## BySearch
BySearch package implements light and effective semantic search pipelines in a simple API by combining modern vector storages with lightweight open-source language models.

My goal is to create approachable and simple solution that would help developers, who are not familiar with NLP models and technologies, to easily build and implement into their projects their mother tongue semantic search engines.  

In [1]:
from datasets import load_dataset
import pandas as pd

from bysearch import Engine
from bysearch.pipelines import HuggingFacePipeline, ONNXPipeline
from bysearch.backends import DatasetBackend, PineconeBackend, ChromaBackend 

  from .autonotebook import tqdm as notebook_tqdm


Let's take an example with belarusian texts.

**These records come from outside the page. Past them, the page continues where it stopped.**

PR #1585, opened 2024-01-02
Update to Julia 1.10

charleskawczynski:
This PR upgrades ClimaCore to Julia 1.10


Sbozzolo:
`1.10` is not correctly interpreted as version 1.10 in yaml files unless we escape it with backticks (leading to failures in some of the workflows)

.github/workflows/CodeCov.yml
```diff
@@ -15,7 +15,7 @@ jobs:
     - name: Set up Julia
       uses: julia-actions/setup-julia@latest
       with:
-        version: 1.9
+        version: 1.10
```
simonbyrne, line 18:
```suggestion
        version: '1.10'
```

.github/workflows/JuliaFormatter.yml
```diff
@@ -27,7 +27,7 @@ jobs:
     - uses: julia-actions/setup-julia@latest
       if: steps.filter.outputs.julia_file_change == 'true'
       with:
-        version: 1.9
+        version: 1.10
```
simonbyrne, line 30:
```suggestion
        version: '1.10'
```

.github/workflows/docs.yml
```diff
@@ -10,7 +10,7 @@ jobs:
       - uses: actions/checkout@v2
       - uses: julia-actions/setup-julia@latest
         with:
-          version: 1.9
+          version: 1.10
```
simonbyrne, line 13:
```suggestion
          version: '1.10'
```

examples/hybrid/sphere/README.md
```diff
@@ -13,7 +13,7 @@ Here is a sbatch script template for setting up simulations on caltech central h
 #SBATCH --output=$YOUR_SIMULATION_LOG_DIR/simulation.log
 
 module purge
-module load julia/1.9.3 openmpi/4.1.1
+module load julia/1.10.0 openmpi/4.1.1
```
Sbozzolo, line 16: I think that this snippet might no longer working since we use MPITrampoline now (required for compatibility with new versions of HDF5).

Maybe it is a good time to update it or remove it if we don't want to maintain it.

Sbozzolo (approved):

examples/hybrid/sphere/README.md
charleskawczynski: Are you suggesting to change this to `module load julia/1.10.0`?

Sbozzolo: The snipped diverged from what we do in the buildkite pipeline with respect to MPI. I am worried it wouldn't work.

Sbozzolo: It is not in the scope of this PR, but it might be a good opportunity to update it if you want to.

charleskawczynski: Ok, I don't know off hand, I'll tackle that separately

Sbozzolo: Sounds good, feel free to merge

Sbozzolo:
I updated the branch protection rules to not require tests for julia 1.9 but for 1.10

PR #1586, opened 2024-01-02
Remove obsolete function

Sbozzolo:
`ClimaCore` now requires Julia 1.9, so the function `filter18` is no longer relevant.


Sbozzolo:
Didn't realize #1585 was already open

simonbyrne (approved):

PR #1587, opened 2024-01-03
Remove truncated show for Fields

### LINKED ISSUE #1237: Overloading `Base.show(::IO, ::Type{<:Fields.Field})` invalidates many methods
See this discussion: https://github.com/JuliaCollections/DataStructures.jl/pull/854. This has been known for some time, but I wanted to open an issue for tracking.

charleskawczynski:
This PR removes truncated `show` for Fields, now that Julia 1.10 has depth-limited stack trace printing (https://github.com/JuliaLang/julia/pull/49795).

This should (finally) fix the majority of method invalidations for `show(io::IO, ::Type)`.

@simonbyrne, should we leave this but put it inside a `if VERSION ≤ v"1.10"` if-block to preserve backward functionality?

Closes #1237.

### DIFF
--- a/src/Fields/Fields.jl
+++ b/src/Fields/Fields.jl
@@ -528,63 +528,65 @@ function set!(f::Function, field::Field, args = ())
     return nothing
 end
 
-#=
-This function can be used to truncate the printing
-of ClimaCore `Field` types, which can get rather
-long.
+if VERSION < v"1.10"
+    #=
+    This function can be used to truncate the printing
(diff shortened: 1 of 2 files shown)


Sbozzolo (approved):
Thank you!

I would keep it in a if block for the time being, otherwise this will "force" julia 1.10 on downstream packages, and not all the packages are ready to move to 1.10. Maybe open an issue to remind ourselves to remove it?

Issue #1589, opened 2024-01-10
Memoization of Grids via WeakValueDIct can processes to diverge


simonbyrne:
## Describe the bug

@juliasloan25 hit a problem with an MPI job with 2 processes:

1. A grid object is created on two processes (when reading a file)
2. The grid object goes out of scope
3. the garbage collector is only invoked on rank 0
  - rank 0: the grid is removed from the memoization `WeakValueDict`
  - rank 1: the grid remains in the memoization `WeakValueDict`
5. The grid constructor is called again (reading a new file)
  - rank 0: calls the underlying constructor, which calls DSS
  - rank 1: returns the grid from the memoization `WeakValueDict`

Rank 0 then hangs, waiting for a DSS operation.

Possible solutions
- Some sort of parallel GC: basically keep distributed objects in a "purgatory" state until they can be collectively destroyed?
- Switch to using an `IdDict`, and require users to manually "destroy" grids (i.e. remove them from the cache)

simonbyrne:
I decided to switch to using a plain `Dict`: parallel GC would be quite an engineering undertaking for little potential benefit.

simonbyrne:
Fixed by #1590

PR #1590, opened 2024-01-11
don't use WeakValueDicts to memoize

simonbyrne:
Possible fix to #1589 


src/Grids/Grids.jl
```diff
@@ -30,6 +29,21 @@ Grids should define the following
...
+Remove the grid object from the cache of created grids. In most cases, this
+should not need to be called, unless you are e.g. doing a sweep over grid
+paramaters.
+
+Only call this if you are completely finished with this grid configuration, and
+no other instances of it exist.
+"""
+function remove_from_cache!(grid::AbstractGrid)
+    return nothing
+end
```
Sbozzolo, line 45: Is this a draft?

src/Grids/finitedifference.jl
```diff
@@ -45,9 +45,24 @@ mutable struct FiniteDifferenceGrid{
 end
 
 
-@memoize WeakValueDict function FiniteDifferenceGrid(
-    topology::Topologies.IntervalTopology,
-)
+# we can use a WeakValueDict to memoize here, as FiniteDifferenceGrids cannot be distributed, so won't suffer from
+#   https://github.com/CliMA/ClimaCore.jl/issues/1589
+const FD_GRID_CACHE = WeakValueDict()
```
Sbozzolo, line 50: If this is the only place where we use `WeakValueDict`, would it make sense to use `Dict` instead? 
The two reasons I see to use a `Dict` are:
- We treat this grid in the same way as the other ones
- We remove a direct dependency from a package that hasn't been updated in 5 years, and might increase our surface area for problems in the future

simonbyrne: That's a good point.

src/Utilities/Utilities.jl
```diff
@@ -3,4 +3,18 @@ module Utilities
...
+
+Remove `object` from the cache of created objects (only topologies and
+grids are cached). In most cases, this should not need to be called, unless you
+are e.g. doing a sweep over grid paramaters.
+
+Only call this if you are completely finished with this object configuration, and
+no other instances of it exist.
+"""
+function remove_from_cache!(object) # fallback
+end
```
Sbozzolo, line 17: I don't want to overengineer this, but maybe it would be useful to also have a `clean_caches!` function that cleans all the caches. I am thinking that this might be useful when doing interactive development to ensure that we are not using stale objects. 

Can you please also describe this caching mechanism somewhere in the main docs?

juliasloan25:
tested from coupler here and looks to work: https://buildkite.com/clima/climacoupler-ci/builds/2374

src/Utilities/cache.jl
```diff
@@ -0,0 +1,63 @@
...
+
+ClimaCore maintains an internal cache of topology and grid objects: this ensures
+that if the constructor with the same arguments is invoked again (e.g. by
+reading from a file), the cached object will be returned (also known as
+_memoization_). This has two main advantages:
+
+1. topology and metric information can be reused, reducing memory usage.
+
+2. it is easy to check if two fields live on the same grid: we can just check if
+   the umderlying grid objects are the same (`===`), rather than checking all
```
Sbozzolo, line 12:
```suggestion
the underlying grid objects are the same (`===`), rather than checking all
```

Sbozzolo (approved):
One typo and everything else looks good.

Maybe we can tag a release for the coupler to use.

PR #1696, opened 2024-04-29
Update environments

charleskawczynski:
This PR combines the environments into a buildkite env. Closes #1692.

PR #1697, opened 2024-04-29
Update ClimaComms

charleskawczynski:
This PR updates us to the latest ClimaComms.


Sbozzolo:
It doesn't matter too much, but the Project.toml for the test environment should increase the compat for ClimaComms to 0.6

charleskawczynski:
I think we actually need to delete `test/Project.toml` (I forgot to delete it in #1696)

PR #1698, opened 2024-04-29
Add back depot

Sbozzolo:
This got removed somewhere, but there's no strong reason not to have it to cut down instantiation time.


charleskawczynski (approved):
I think Simon preferred CI to be stateless. I don't have strong feelings either way. It's kind of nice when instantiation takes less than a minute

Sbozzolo:
> I think Simon preferred CI to be stateless. I don't have strong feelings either way. It's kind of nice when instantiation takes less than a minute

I agree that it would be nice (and often depots lead to failures), but I think that there's a lot of time and frustration saved in a faster turnaround time. Init will soon be ~15 minutes, and it could be reduced to ~2

PR #1709, opened 2024-05-02
Remove test Project.toml

charleskawczynski:
Missed in #1696


Sbozzolo:
I don't think we should remove the Project, we have additional deps there (e.g., Tests, Safetests). We could define them as extras in the main Project.toml

charleskawczynski:
> I don't think we should remove the Project, we have additional deps there (e.g., Tests, Safetests). We could define them as extras in the main Project.toml

Ah, I thought I did that in #1696, I must have peeled that off, and that's why I didn't remove the test/Project.toml.

Sbozzolo (approved):

PR #1712, opened 2024-05-02
Always inline in multiple_field_solve

### LINKED ISSUE #1694: Improve performance of `multiple_field_solve_kernel`
Right now, it's launched without `always_inline`.

We should see if we can fix the inference failure when we use `always_inline`, this very well may be the issue.

charleskawczynski:
Closes #1694.


charleskawczynski:
This didn't work, and nothing I tried with UnrolledUtilities worked either.

PR #1720, opened 2024-05-08
Add to cuda mapreduce test

charleskawczynski:
This PR updates and adds to the cuda mapreduce test


charleskawczynski:
We can merge this (I'll rebase soon), but I do think that we need to widen the tests to multiple field variables, thats where there's been confusion.

PR #1728, opened 2024-05-14
Revert multiple field solve

charleskawczynski:
This PR reverts the multiple field solve, to compare with the sequential single field solves, as the multiple field solve may have an issue with branch divergence (threads within the same warp having different instructions).


charleskawczynski:
There may still be a way to avoid branch divergence, so long all threads in a warp have similar instructions. Looking into this now..

charleskawczynski:
Superseded by #1732.

PR #1731, opened 2024-05-15
Reduce global memory reads

charleskawczynski:
This PR reduces memory reads in our `band_matrix_solve!`, by reusing register data from previous loop iterations.


charleskawczynski:
I tried this out on the prognostic edmf on the A100, and `ldiv!` went from 291.34 ms to 271.5 ms (93% of what it used to cost).

PR #1736, opened 2024-05-20
Covariant derivatives on GPU

akshaysridhar:
Extends the `spectralelement` operators on `gpu` to work identically compared with their cpu implementations. Towards Christoffel symbol computations and consistent tensor divergence calculations. 

Removes two `broken` tags against [cuda spectral element op tests](https://buildkite.com/clima/climacore-ci/builds/4106#01910f18-7c8a-4600-89df-5472c1756cd9/205-245) following additions to `ext/cuda/operators_spectral_element.jl`.

### DIFF
--- a/ext/cuda/operators_spectral_element.jl
+++ b/ext/cuda/operators_spectral_element.jl
@@ -1,7 +1,6 @@
 import ClimaCore: Spaces, Quadratures, Topologies
 import ClimaCore: Operators, Geometry, Quadratures, RecursiveApply
 import ClimaComms
-using CUDA: @cuda
 using CUDA
 import ClimaCore.Operators: AbstractSpectralStyle, strip_space
 import ClimaCore.Operators: SpectralBroadcasted, set_node!, get_node
@@ -256,7 +255,7 @@ end
 
 Base.@propagate_inbounds function operator_evaluate(
     op::Gradient{(1, 2)},
-    (input,),
+    input,
     space,
     ij,
     slabidx,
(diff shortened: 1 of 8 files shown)


ext/cuda/operators_spectral_element.jl
```diff
@@ -269,14 +268,53 @@ Base.@propagate_inbounds function operator_evaluate(
...
+        )
+    else
+        v₁, v₂, v₃ = input
+        ∂f₁∂ξ₁ = D[i, 1] ⊠ v₁[1, j, vt]
+        ∂f₁∂ξ₂ = D[j, 1] ⊠ v₁[i, 1, vt]
+        ∂f₂∂ξ₁ = D[i, 1] ⊠ v₂[1, j, vt]
+        ∂f₂∂ξ₂ = D[j, 1] ⊠ v₂[i, 1, vt]
+        ∂f₃∂ξ₁ = D[i, 1] ⊠ v₃[1, j, vt]
+        ∂f₃∂ξ₂ = D[j, 1] ⊠ v₃[i, 1, vt]
+        @simd for k in 2:Nq
```
charleskawczynski, line 305:
```suggestion
        @inbounds @simd for k in 2:Nq
```

ext/cuda/operators_spectral_element.jl
```diff
@@ -269,14 +268,53 @@ Base.@propagate_inbounds function operator_evaluate(
...
+        end
+        return Geometry.Covariant12Vector(∂f∂ξ₁, ∂f∂ξ₂)
+    elseif length(input) == 2
+        # Update `shmem`
+        v₁, v₂ = input
+        ∂f₁∂ξ₁ = D[i, 1] ⊠ v₁[1, j, vt]
+        ∂f₁∂ξ₂ = D[j, 1] ⊠ v₁[i, 1, vt]
+        ∂f₂∂ξ₁ = D[i, 1] ⊠ v₂[1, j, vt]
+        ∂f₂∂ξ₂ = D[j, 1] ⊠ v₂[i, 1, vt]
+        @simd for k in 2:Nq
```
charleskawczynski, line 287:
```suggestion
        @inbounds @simd for k in 2:Nq
```

ext/cuda/operators_spectral_element.jl
```diff
@@ -269,14 +268,53 @@ Base.@propagate_inbounds function operator_evaluate(
...
-    ∂f∂ξ₂ = D[j, 1] * input[i, 1, vt]
-
-    for k in 2:Nq
-        ∂f∂ξ₁ += D[i, k] * input[k, j, vt]
-        ∂f∂ξ₂ += D[j, k] * input[i, k, vt]
+    if length(input) == 1 # check types
+        (v₁,) = input
+        ∂f∂ξ₁ = D[i, 1] ⊠ v₁[1, j, vt]
+        ∂f∂ξ₂ = D[j, 1] ⊠ v₁[i, 1, vt]
+        for k in 2:Nq
```
charleskawczynski, line 275:
```suggestion
        @inbounds for k in 2:Nq
```

charleskawczynski: Actually, maybe we can just wrap the whole block in `@inbounds` since the initial values computed can use them too

akshaysridhar: Updated to wrap blocks in `@inbounds` ; not sure why the formatter now fails since there are no changes to the `DataLayouts` tests in this PR

ext/cuda/operators_spectral_element.jl
```diff
@@ -269,14 +268,59 @@ Base.@propagate_inbounds function operator_evaluate(
...
+                ∂f₂∂ξ₁ = ∂f₂∂ξ₁ ⊞ D[i, k] ⊠ v₂[k, j, vt]
+                ∂f₂∂ξ₂ = ∂f₂∂ξ₂ ⊞ D[j, k] ⊠ v₂[i, k, vt]
+                ∂f₃∂ξ₁ = ∂f₃∂ξ₁ ⊞ D[i, k] ⊠ v₃[k, j, vt]
+                ∂f₃∂ξ₂ = ∂f₃∂ξ₂ ⊞ D[j, k] ⊠ v₃[i, k, vt]
+            end
+        end
+        return Geometry.AxisTensor(
+            (Geometry.Covariant12Axis(), Geometry.UVWAxis()),
+            (∂f₁∂ξ₁, ∂f₁∂ξ₂, ∂f₂∂ξ₁, ∂f₂∂ξ₂, ∂f₃∂ξ₁, ∂f₃∂ξ₂),
+        )
```
charleskawczynski, line 322: Just to note, I may have done this as

```julia
        e1 = length(input) ≥ 1 ? (mapreduce(k -> D[i, k] ⊠ input[1][k, j, vt], ⊞, 1:Nq), mapreduce(k -> D[j, k] ⊠ input[1][i, k, vt], ⊞, 1:Nq)) : ()
        e2 = length(input) ≥ 2 ? (mapreduce(k -> D[i, k] ⊠ input[2][k, j, vt], ⊞, 1:Nq), mapreduce(k -> D[j, k] ⊠ input[2][i, k, vt], ⊞, 1:Nq)) : ()
        e3 = length(input) ≥ 3 ? (mapreduce(k -> D[i, k] ⊠ input[3][k, j, vt], ⊞, 1:Nq), mapreduce(k -> D[j, k] ⊠ input[3][i, k, vt], ⊞, 1:Nq)) : ()
        t = (e1...,e2...,e3...)

        if length(input) == 1 # check types
            return Geometry.Covariant12Vector(t...)
        elseif length(input) == 2
            return Geometry.AxisTensor((Geometry.Covariant12Axis(), Geometry.UVAxis()), t)
        else
            return Geometry.AxisTensor((Geometry.Covariant12Axis(), Geometry.UVWAxis()), t)
        end
```
but I think the `@simd` may actually be faster (when available), it's also a bit simpler, so I think that what you have is good.

charleskawczynski (approved):
This looks great! I'm glad to see that the CPU/GPU are more unified with their results.

ext/cuda/operators_spectral_element.jl
akshaysridhar: Noted, thanks! Perhaps in a future pass we can update these patterns (here and in the `Curl` operators as well).

akshaysridhar:
> This looks great! I'm glad to see that the CPU/GPU are more unified with their results.

Thanks! I'll rebase + format and merge shortly.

Main class of the package is Engine class. It organizes whole dataflow starting with row texts and finishing with vector storages. Engine manages other modules converting texts into text embeddings and carrying out communication with chosen vector storage. Engine class provides unified API, that for this moment supports upsert texts collections, search by prompt and delete by ID methods, for any different models and vector storages.

Engine needs two components:
1. EmbeddingPipeline for text embeddings generation.
2. DataBackend for communication with vector storage.

Upserted text collection should be wrapped into Pandas DataFrame or into Hugging Face Dataset.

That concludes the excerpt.